About this task: In which lines of the data does the string "works" appear? Copy every one.

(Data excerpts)

PR #2827, opened 2020-05-07
Expose the curvature of the road

daedric:
Checklist:

  - [x] Your branch is up-to-date with the `master` branch and tested with latest changes
  - [x] Code compiles correctly
  - [x] All tests passing with `make check`

#### Description

This PR adds functions to get the curvature of a lane at a given waypoints as well as some utility functions.

  * Ubuntu 18.04 - 19.10
  * Python 3.7
  * UE 4.22 + UE 4.24 (Since Carla 0.9.6)

#### Possible Drawbacks

None as it only adds functions and nothing existing has been changed

---
This change is [Reviewable](https://reviewable.io/reviews/carla-simulator/carla/2827)

### DIFF
--- a/CHANGELOG.md
+++ b/CHANGELOG.md
@@ -14,7 +14,7 @@
   * Added parameter to enable/disable pedestrian navigation in standalone mode
   * Improved mesh split in standalone mode
   * Fixed large RAM usage when loading polinomial geometry from OpenDRIVE
-
+  * Added API functions to get the lane curvature
 
 ## CARLA 0.9.9
 
--- a/LibCarla/source/carla/client/Geometry.cpp
+++ b/LibCarla/source/carla/client/Geometry.cpp
@@ -32,5 +32,17 @@ namespace client {
     return _geometry.GetCurvature(s);
   }
 
+  double Geometry::GetLength() const {
+    return _geometry.GetLength();
+  }
+
+  double Geometry::GetStartOffset() const {
+    return _geometry.GetStartOffset();
+  }
+
+  double Geometry::GetHeading() const {
+    return _geometry.GetHeading();
+  }
+
 } // namespace client
 } // namespace carla
--- a/LibCarla/source/carla/client/Geometry.cpp
+++ b/LibCarla/source/carla/client/Geometry.cpp
@@ -1,0 +1,28 @@
+// Copyright (c) 2020 Computer Vision Center (CVC) at the Universitat Autonoma
+// de Barcelona (UAB).
+//
+// This work is licensed under the terms of the MIT license.
+// For a copy, see <https://opensource.org/licenses/MIT>.
+
+#include "carla/client/Geometry.h"
+
+#include "carla/road/element/Waypoint.h"
+#include "carla/road/element/Geometry.h"
+#include "carla/road/element/RoadInfoGeometry.h"
+#include "carla/client/Map.h"
+
+namespace carla {
+namespace client {
+
+  static const road::element::Geometry& GeometryAt(const Map& map, const road::element::Waypoint& waypoint) {
+    const auto &lane = map.GetMap().GetLane(waypoint);
+    const auto &road = lane.GetRoad();
+    const auto& geom = road->GetInfo<road::element::RoadInfoGeometry>(waypoint.s);
+    return geom->GetGeometry();
+  }
+
+  Geometry::Geometry(SharedPtr<const Map> parent, const road::element::Waypoint& waypoint)
+    : _parent(std::move(parent)), _geometry(GeometryAt(*_parent, waypoint)) {}
+
+} // namespace client
+} // namespace carla
--- a/LibCarla/source/carla/client/Geometry.cpp
+++ b/LibCarla/source/carla/client/Geometry.cpp
@@ -24,5 +24,13 @@ namespace client {
   Geometry::Geometry(SharedPtr<const Map> parent, const road::element::Waypoint& waypoint)
     : _parent(std::move(parent)), _geometry(GeometryAt(*_parent, waypoint)) {}
 
+  road::element::GeometryType Geometry::GetType() const {
+    return _geometry.GetType();
+  }
+
+  double Geometry::GetCurvature(double s) const {
+    return _geometry.GetCurvature(s);
+  }
+
 } // namespace client
 } // namespace carla
--- a/LibCarla/source/carla/client/Geometry.cpp
+++ b/LibCarla/source/carla/client/Geometry.cpp
@@ -7,60 +7,86 @@
 #include "carla/client/Geometry.h"
 #include "carla/client/Waypoint.h"
 
-#include "carla/road/element/Waypoint.h"
+#include "carla/client/Map.h"
 #include "carla/road/element/Geometry.h"
 #include "carla/road/element/RoadInfoGeometry.h"
-#include "carla/client/Map.h"
+#include "carla/road/element/Waypoint.h"
 
 namespace carla {
 namespace client {
 
-  static const road::element::Geometry& GeometryAt(const Map& map, const road::element::Waypoint& waypoint) {
-    const auto &lane = map.GetMap().GetLane(waypoint);
-    const auto &road = lane.GetRoad();
-    const auto& geom = road->GetInfo<road::element::RoadInfoGeometry>(waypoint.s);
-    return geom->GetGeometry();
-  }
-
-  Geometry::Geometry(SharedPtr<const Map> parent, const road::element::Waypoint& waypoint)
-    : _parent(std::move(parent)), _geometry(GeometryAt(*_parent, waypoint)) {}
+  Geometry::Geometry(SharedPtr<const Map> parent, const road::Road& road, const road::element::Geometry& geo)
+    : _parent(std::move(parent)), _road(road), _geometry(geo) {}
 
   road::element::GeometryType Geometry::GetType() const {
     return _geometry.GetType();
   }
-
   double Geometry::GetCurvatureFromWaypoint(const Waypoint& w) const {
-    auto& other_geometry = GeometryAt(*_parent, {
-                                                    w.GetRoadId(),
-                                                    w.GetSectionId(),
-                                                    w.GetLaneId(),
-                                                    w.GetDistance(),
-                                                });
-    if (std::addressof(other_geometry) != std::addressof(_geometry)) {
-      throw std::runtime_error("Waypoint is on another geometry");
+    if (_road.GetId() != w.GetRoadId()) {
+      throw std::runtime_error("waypoint is not on the road");
     }
-
-    auto s = w.GetDistance() - _geometry.GetStartOffset();
-    return GetCurvature(s);
+    return GetCurvature(w.GetDistance());
   }
-
   double Geometry::GetCurvature(double dist) const {
+    dist = dist - _geometry.GetStartOffset();
     if (dist < 0 || dist > _geometry.GetLength()) {
-      throw std::invalid_argument("dist must be within the geometry length");
+      throw std::out_of_range("distance is out of range for the current geometry");
     }
-    return _geometry.GetCurvature(dist);
+    return _geometry.GetCurvature(dist - _geometry.GetStartOffset());
   }
-
   double Geometry::GetLength() const {
     return _geometry.GetLength();
   }
-
   double Geometry::GetStartOffset() const {
     return _geometry.GetStartOffset();
   }
-
   double Geometry::GetHeading() const {
     return _geometry.GetHeading();
+  }
+
+  RoadGeometries::RoadGeometries(SharedPtr<const Map> parent, const road::element::Waypoint& waypoint)
+    : _parent(std::move(parent)), _road(*_parent->GetMap().GetLane(waypoint).GetRoad()) {}
+
+  road::RoadId RoadGeometries::GetRoadId() const {
+    return _road.GetId();
+  }
+
+  SharedPtr<Geometry> RoadGeometries::GetGeometryFromWaypoint(const Waypoint& w) const {
+    auto& geo = GeometryAt(w);
+    return SharedPtr<Geometry>(new Geometry(_parent, _road, geo));
+  }
+
+  SharedPtr<Geometry> RoadGeometries::GetGeometry(double dist) const {
+    auto& geo = GeometryAt(dist);
+    return SharedPtr<Geometry>(new Geometry(_parent, _road, geo));
+  }
+
+  double RoadGeometries::GetCurvatureFromWaypoint(const Waypoint& w) const {
+    auto& geom = GeometryAt(w);
+    auto s = w.GetDistance() - geom.GetStartOffset();
+    return GetCurvature(s);
+  }
+
+  const road::element::Geometry& RoadGeometries::GeometryAt(const Waypoint& waypoint) const {
+    if (_road.GetId() != waypoint.GetRoadId()) {
+      throw std::runtime_error("waypoint is not on the road");
+    }
+    auto geom = _road.GetInfo<road::element::RoadInfoGeometry>(waypoint.GetDistance());
+    return geom->GetGeometry();
+  }
+
+  const road::element::Geometry& RoadGeometries::GeometryAt(double distance) const {
+    auto geom = _road.GetInfo<road::element::RoadInfoGeometry>(distance);
+    if (!geom)
+      throw std::out_of_range("distance is out of range for the current geometry");
+    return geom->GetGeometry();
+  }
+
+  double RoadGeometries::GetCurvature(double dist) const {
+    const auto geom = _road.GetInfo<road::element::RoadInfoGeometry>(dist);
+    if (!geom) throw std::out_of_range("distance is out of range for the current geometry");
+    const auto& g = geom->GetGeometry();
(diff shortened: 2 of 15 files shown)


Axel1092:
Hi @daedric,
Thank you for this contribution. Retrieving the curvature of the road at any point is very useful in many applications and we are happy to include this to Carla. That said, I found some issues that should be addressed.
- First, I have observed that you have added a new class `CurvatureAtDistance` in `Geometry.h` to encapsulate the curvature of the road at a certain point and it is even exposed to the PythonAPI. I think this class should be removed both in c++ and Python code as it is redundant with getting the curvature from a waypoint `double Map::GetCurvature(const Waypoint waypoint)`.
- Second, I don't understand the purpose of the function ´Map::GetClosestWaypointsOnRoad´, do you want closest waypoint for different lanes/roads? What do you intend to do with this information? 
Similarly, I do not understand the need of `Map::GetCurvatureList` when you can retrieve the curvature from waypoints distributed through the road as you need, I don't think this function is necessary. The same goes for related functions `Map::GetWaypointList` and `Map::GetCurvatureList`.
- Finally, retrieving the curvature should be implemented for all geometries, I can do this for `GeometryPoly3` and `GeometryParamPoly3` which are a bit special, once the other issues are solved.

Thank you for your time.

daedric:
> Hi @daedric,
> Thank you for this contribution. Retrieving the curvature of the road at any point is very useful in many applications and we are happy to include this to Carla. That said, I found some issues that should be addressed.
> 
>     * First, I have observed that you have added a new class `CurvatureAtDistance` in `Geometry.h` to encapsulate the curvature of the road at a certain point and it is even exposed to the PythonAPI. I think this class should be removed both in c++ and Python code as it is redundant with getting the curvature from a waypoint `double Map::GetCurvature(const Waypoint waypoint)`.
> 

This class is actually used by a new C++ / Python API called GetCurvatureList (ref. carla/client/Map.h) which is meant to provide the geometry at each "inflection point" of the road.
This list is used to adapt the NV speed in function of the worst-case curvature ahead. In short, we need a way to obtain from the hdmap parser, the list of all geometry changes on the current road, not just at a given waypoint.

>     * Second, I don't understand the purpose of the function ´Map::GetClosestWaypointsOnRoad´, do you want closest waypoint for different lanes/roads? What do you intend to do with this information?

This function is used instead of the legacy GetClosestWaypointOnRoad. Indeed, within junctions, GetClosestWaypointOnRoad prove to be too limited as when entering a junction, we need to obtain all the connection roads and not just the "closest".

>       Similarly, I do not understand the need of `Map::GetCurvatureList` when you can retrieve the curvature from waypoints distributed through the road as you need, I don't think this function is necessary. The same goes for related functions `Map::GetWaypointList` and `Map::GetCurvatureList`.

I hope the answer to previous question provides the necessary context. If not, let's talk further!

> 
>     * Finally, retrieving the curvature should be implemented for all geometries, I can do this for `GeometryPoly3` and `GeometryParamPoly3` which are a bit special, once the other issues are solved.
> 

That's great, thanks !
> 
> Thank you for your time.

Axel1092:
Hi,
Thank you for your answer I think I understand your goals now. I will comment on every point individually.

> This function is used instead of the legacy GetClosestWaypointOnRoad. Indeed, within junctions, GetClosestWaypointOnRoad prove to be too limited as when entering a junction, we need to obtain all the connection roads and not just the "closest".

This can also be solved using the existing class `carla.Junction` in the PythonAPI, from which you can obtain waypoints for every road within the junction, making this function unnecessary.

> This class is actually used by a new C++ / Python API called GetCurvatureList (ref. carla/client/Map.h) which is meant to provide the geometry at each "inflection point" of the road.
This list is used to adapt the NV speed in function of the worst-case curvature ahead. In short, we need a way to obtain from the hdmap parser, the list of all geometry changes on the current road, not just at a given waypoint.

I understand that you want the curvature for every change in the geometry of the road. This is interesting, however we would like to expose this information information in a different way. We prefer exposing to the Python API the c++ classes `Geometry` and their children. The idea would be, from a waypoint to add a function get geometries that returns a list of these every geometry in the road. This would let you get the curvature of the road at the ends of the geometry. We are still thinking what would be the best way to expose this information while taking into account the lane shifts. Any ideas about this are always welcome. In addition, I think your approach may encounter problems when dealing with Cubic curves supported by OpenDRIVE as the inflection point may be in the middle of the road. To solve this, maybe the functions `next_until_lane_end` and `previous_until_lane_start` from waypoint may be helpful for you to sample the curvature at different points in the road.

Therefore, for this pull request, we prefer keeping only the functions in the c++ class `Geometry` family and querying it from waypoint. We do not want to introduce functions and classes that may be subject to further change as we want to keep the API as final as possible.

daedric:
> [...]
> This can also be solved using the existing class `carla.Junction` in the PythonAPI, from which you can obtain waypoints for every road within the junction, making this function unnecessary.

Indeed thanks to the addition of the Junction class, it is now possible to implement this function in python. so we are good indeed. Thanks!

> [...]
> I understand that you want the curvature for every change in the geometry of the road. This is interesting, however, we would like to expose this information in a different way. We prefer exposing to the Python API the c++ classes `Geometry` and its children. The idea would be, from a waypoint to add a function `get_geometries` that returns a list of these every geometry in the road. This would let you get the curvature of the road at the ends of the geometry. We are still thinking about what would be the best way to expose this information while taking into account the lane shifts. Any ideas about this are always welcome. In addition, I think your approach may encounter problems when dealing with Cubic curves supported by OpenDRIVE as the inflection point may be in the middle of the road. To solve this, maybe the functions `next_until_lane_end` and `previous_until_lane_start` from waypoint may be helpful for you to sample the curvature at different points in the road.
> 
> Therefore, for this pull request, we prefer keeping only the functions in the c++ class `Geometry` family and querying it from the waypoint. We do not want to introduce functions and classes that may be subject to further change as we want to keep the API as final as possible.

 Thanks for the suggestions, looks good overall.

Let us summarize what we understand would need to be added:

* Waypoint class:
   * add a geometry property returning a Geometry instance.
   * add a `next_geometries(self, distance)` returning a list of every geometry ends in the road up. the distance parameter would allow to bound the list up to a distance from the waypoint. And then indeed for parametric cubic curves, the client would have to use `next_until_lane_end` to get an estimate of the worst-case curvature.
* Geometry class: would expose same API as the C++ Geometry class (including GetCurvature) 


Is this proposal aligned with what you suggested?

Would you want us to update the curvature branch with above changes?

Axel1092:
Yes, it would be really awesome if you could do that! This would be an excellent addition to the API.
As promised, here are the functions of the curvature for the spline geometries:
```
  double GeometryPoly3::GetCurvature(double dist) const {
    auto result = _rtree.GetNearestNeighbours(
        Rtree::BPoint(static_cast<float>(dist))).front();

    auto &val1 = result.second.first;
    auto &val2 = result.second.second;

    double rate = (val2.s - dist) / (val2.s - val1.s);
    double u = rate * val1.u + (1.0 - rate) * val2.u;
    double v = _poly.Evaluate(u);
    double t_v = _poly.Tangent(u);
    double sqr_uv = u*u + v*v;
    double sqrt_uv = sqrt(sqr_uv);
    double dT_x = 1.0/sqrt_uv - u*(u + v *t_v)/sqrt(sqr_uv*sqr_uv*sqr_uv);
    double dT_y = t_v/sqrt_uv - v*(u + v *t_v)/sqrt(sqr_uv*sqr_uv*sqr_uv);

    return sqrt(dT_x*dT_x + dT_y*dT_y) / sqrt(1.0 + t_v*t_v);
  }

  double GeometryParamPoly3::GetCurvature(double dist) const {
    auto result = _rtree.GetNearestNeighbours(
        Rtree::BPoint(static_cast<float>(dist))).front();

    auto &val1 = result.second.first;
    auto &val2 = result.second.second;

    double rate = (val2.s - dist) / (val2.s - val1.s);
    double u = rate * val1.u + (1.0 - rate) * val2.u;
    double v = rate * val1.v + (1.0 - rate) * val2.v;
    double t_u = (rate * val1.t_u + (1.0 - rate) * val2.t_u);
    double t_v = (rate * val1.t_v + (1.0 - rate) * val2.t_v);
    double sqr_uv = u*u + v*v;
    double sqrt_uv = sqrt(sqr_uv);
    double dT_x = t_u/sqrt_uv - u*(u*t_u + v *t_v)/sqrt(sqr_uv*sqr_uv*sqr_uv);
    double dT_y = t_v/sqrt_uv - v*(u*t_u + v *t_v)/sqrt(sqr_uv*sqr_uv*sqr_uv);

    double sqr_tuv = t_u*t_u + t_v*t_v;
    if(sqr_tuv < std::numeric_limits<double>::epsilon()) {
      return 0.0;
    } else {
      return sqrt(dT_x*dT_x + dT_y*dT_y) / sqrt(t_u*t_u + t_v*t_v);
    }
  }
```
It would be great if you can include these in your PR.

daedric:
Thanks for the clarification :) I'll get on it this week hopefully !

Axel1092:
By the way, let me know when you are done with your changes so that I can start to review them.

daedric:
Will do, I've been busy on other issues unfortunately. I hope to go back to this pull request next week.

I've a design issue I need to write about so we can discuss it. I'll try to do the write up tomorrow :)

Cheers,

daedric:
Hello,
As previously said I am uncomfortable with the approach we're currently taking.
While it does make sense to have a starting point via the Waypoint to get the
geometry I do wonder if this is actually a good idea.


### The problem

First let's layout the facts:

* One road have potentially several geometries;
* A waypoint represent a specific location in a (road, lane, s);
* For a Waypoint, `s` is an offset from the beginning of the road;
* A geometry has among others a start offset from the road beginning and a length;


The current proposition is to get the road Geometry via a Waypoint instance.
To further get a curvature at a given location, there are two idiomatic ways
given the Carla API: either you get a distance or a waypoint.

If you get a Waypoint, there is no guarantee that the given waypoint actually
points onto the same geometry. As a result, the API has to check whether this is
the case and raise an error if need be. With the distance, it is quite natural
to write:

    wp = ......
    geom = wp.get_geometry()
    curvature_at_wp = geo.get_curvature(wp.s)

But this is wrong, the right code would be:

    curvature_at_wp = geo.get_curvature(wp.s - geo.get_start_offset())

Currently, I've implemented a sub efficient (IMO) way of getting the curvature
from a geometry:

    waypoint = # ....
    geo = waypoint.get_geometry()
    geo.get_curvature_from_waypoint(waypoint)

And a get_curvature taking a distance from the beginning of the geometry.

The usage of the API also feels like there is a circular dependency.

### Alternative

What I'd suggest is that since the Geometry are more or less PODs to expose all
fields of all the Geometry class hierarchy.

Algorithms such as the GetCurvature does not necessarily need to be accessible
from the Geometry instance itself.  I would rather have the curvature directly
accessible within the waypoint along a reference on the Geometry for people
needing the actual geometry.

It would work quite well as someone could sample the curvature by iterating
over the waypoints and be error-proof as the underlying geometry while exposed
does not require one to know too much about how it actually works to get
something as simple as the curvature.

Not forgetting that the curvature _is_ a property of the location pointed by the
waypoint so we could see the curvature as actually a missing data.

wdyt ?

Axel1092:
Hi,
I see your point, this requires some extra thought. I'll share some ideas to solve these issues and let me know what you think.
- Regardless of what we do with the `Geometry` class I would keep the `get_curvature` function from the waypoint.
- About the geometry, an alternative to try to solve these issues would be to change the `Geometry` class, so that it represents the collection of geometries of the entire road in a single object. 
The idea would be to have code like `pos = geometry.get_location(waypoint.s)` to work as we expect and let the c++ side will figure out to what geometry type the 's' corresponds and retrieve the correct point. Under the hood I think this can be easily implemented by just keeping a reference to the road object and then use `road->GetInfo<road::element::RoadInfoGeometry>(s)` to do the queries. 
So, instead of `Geometry` representing a line, spiral, etc, it would represent the entire road.
Then we could have additional functions to detect the geometry type details such as `type = geometry.get_type_at(s)` and `list = geometry.get_type_changes()` (a different name would be better) to detect at what s-position the geometry type changes.
I think this would make an easier interface and better code in the python side for people wanting additional details of the geometry of the road and easily enable functionality that you needed in the first version, the inflection points.

Let me know what you think about these ideas if it is useful or any other thoughts you may want to share (alternatives, something unclear, difficulties, etc).

daedric:
>     * Regardless of what we do with the `Geometry` class I would keep the `get_curvature` function from the waypoint.
> 

:+1: 

>     * About the geometry, an alternative to try to solve these issues would be to change the `Geometry` class, so that it represents the collection of geometries of the entire road in a single object.
>       The idea would be to have code like `pos = geometry.get_location(waypoint.s)` to work as we expect and let the c++ side will figure out to what geometry type the 's' corresponds and retrieve the correct point. Under the hood I think this can be easily implemented by just keeping a reference to the road object and then use `road->GetInfo<road::element::RoadInfoGeometry>(s)` to do the queries.
>       So, instead of `Geometry` representing a line, spiral, etc, it would represent the entire road.
>       Then we could have additional functions to detect the geometry type details such as `type = geometry.get_type_at(s)` and `list = geometry.get_type_changes()` (a different name would be better) to detect at what s-position the geometry type changes.
>       I think this would make an easier interface and better code in the python side for people wanting additional details of the geometry of the road and easily enable functionality that you needed in the first version such as the inflection points.

Fair enough, it is indeed better but I am not too convinced yet on the advantages over having the curvature within the Waypoint itself :)

I'll implement the suggested change though as a new base for discussion :)

> Let me know what you think about these ideas if it is useful or any other thoughts you may want to share (alternatives, something unclear, difficulties, etc).

Axel1092:
> I am not too convinced yet on the advantages over having the curvature within the Waypoint itself :)

You mean leaving that function only within the `Geometry` class alone? Yeah, maybe it is better to have it in a single place.

```
geometry = waypoint.get_road_geometry()
curvature1 = geometry.get_curvature(waypoint.s)
curvature2 = geometry.get_curvature(waypoint.s + delta)
```
An advantage to query curvature in the geometry object is that we are not generating a waypoint which has some additional cost which may be an issue if we are sampling a lot of points.

Thank you for your efforts, as we discuss this I think we will manage to get a cool feature here.

daedric:
> > I am not too convinced yet on the advantages over having the curvature within the Waypoint itself :)
> 
> You mean leaving that function only within the `Geometry` class alone? Yeah, maybe it is better to have it in a single place.
> 
> ```
> geometry = waypoint.get_road_geometry()
> curvature1 = geometry.get_curvature(waypoint.s)
> curvature2 = geometry.get_curvature(waypoint.s + delta)
> ```

This is what I currently have now (not yet pushed).
While it does improve the usability, you are able to request a curvature outside of the range (I do raise an error in this case) and you need a bit of work when your next waypoint is outside of the road to get the new "current road" geometry.
 
> An advantage to query curvature in the geometry object is that we are not generating a waypoint which has some additional cost which may be an issue if we are sampling a lot of points.

I understand that's your concern and this is also a concern of mine. I am just not sure how to weight a safe API versus an efficient one in this precise case :)

> 
> Thank you for your efforts, as we discuss this I think we will manage to get a cool feature here.

That's no problem at all :)

Axel1092:
> While it does improve the usability, you are able to request a curvature outside of the range (I do raise an error in this case) and you need a bit of work when your next waypoint is outside of the road to get the new "current road" geometry.

Maybe the `Geometry` can keep a `road_id` field so that the user can check it with the waypoint's `road_id` attribute.

Let me know of you have a specific API usage as you work on implementing this :)

daedric:
> Maybe the `Geometry` can keep a `road_id` field so that the user can check it with the waypoint's `road_id` attribute.
This is what I do :)
> 
> Let me know of you have a specific API usage as you work on implementing this :)
Will do !

daedric:
I've pushed the change we talked about. We will work on our code to migrate onto this API so that we see whether it actually works :)

Cheers,

33v33:
Hello @Axel1092 
We encountered another issue that we would love to get your feedback on.
The issue is that when an actor is in a junction, we would like to get the list of the closest waypoints to the actor's location, not just the closest waypoint as returned by `carla.Map`'s `get_waypoint(self, location, project_to_road=True, lane_type=carla.LaneType.Driving)`.
Our usecase for such a feature is the following, suppose we come into the following junction:
junction
in the indicated area, as the vehicle oscillates a bit from the center of the lane, we can get either a closest waypoint on either lane.

Axel1092:
Hi @33v33,
Returning a number of closest waypoints is not properly defined continuously along the road. However, you need a list of waypoints for every road in a junction. You can obtain this information through the junction object: https://carla.readthedocs.io/en/latest/python_api/#carla.Junction
```
waypoint = carla_map.get_waypoint(location)
junction = waypoint.get_junction()
waypoint_list = junction.get_waypoints()
```
In this case `waypoint_list` will contain a list of pairs of waypoints (`waypoint_list = [(w_start,w_end),(w_start,w_end),(w_start,w_end),...]`) where every pair is the start and end of a lane in the junction and the whole list contains all the lanes in the junction. You can then sort these waypoints by distance and obtain what you need.

Axel1092:
Hi @daedric,
How is it matching the new API? I left a comment with an improvement for the geometry class that should provide the information we both needed. Let me know your opinion.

Written reply:
does not require one to know too much about how it actually works to get
I've pushed the change we talked about. We will work on our code to migrate onto this API so that we see whether it actually works :)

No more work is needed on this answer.